Bobby Thomson became a permanent part of baseball history with just one swing of the bat. (Courtesy of Wikimedia).

Bobby Thomson became a permanent part of baseball history with just one swing of the bat. (Courtesy of Wikimedia).

The MLB postseason delivers iconic moments every year, some so important they live on in baseball lore for generations. However, one moment was so important and shocking that it shares a name with the moment that started the Revolutionary War: The Shot Heard ‘Round the World.

The New York Giants and Brooklyn Dodgers were battling for a spot in the 1951 World Series. Both teams finished with identical records at the end of the season, forcing them to do battle in a three-game playoff. The Giants won the first game 3-1, but the Dodgers came out victorious in game two, massacring the Giants 10-0. This set up a winner-take-all game three in the Polo Grounds.

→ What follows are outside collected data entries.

PR #193, opened 2020-07-29
Fixed test issues in Choropleth tool. 

IanCostello:


server/templates/choropleth.html
```diff
@@ -0,0 +1,33 @@
+{#
```
beets, line 1: Didn't this file move to templates/tools/choropleth.html? This looks like an old version of the file, please rm.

The Oct. 3 game was a pitchers’ duel. The Dodgers sent out their ace, 20-game-winner Don Newcombe, while the Giants sent out their ace and 1951 All-Star Sal Maglie. The two battled all game, with both pitching at least eight innings. The Dodgers struck first and early, scoring a run in the first inning. They would hold the lead until the seventh, when Bobby Thompson brought Monte Irvin home with a sacrifice fly, tying the game. The tie lasted about as long as your grandma’s brownies on Christmas. The Dodgers responded by scoring three runs in the following half inning to go up 4-1.

Hope seemed lost for the Giants. Their best starter could not take them to the promised land. The Giants hadn’t won the pennant since 1937 and hadn’t held a World Series trophy since 1933. They were on the verge of something spectacular, but it seemed that luck was not on their side.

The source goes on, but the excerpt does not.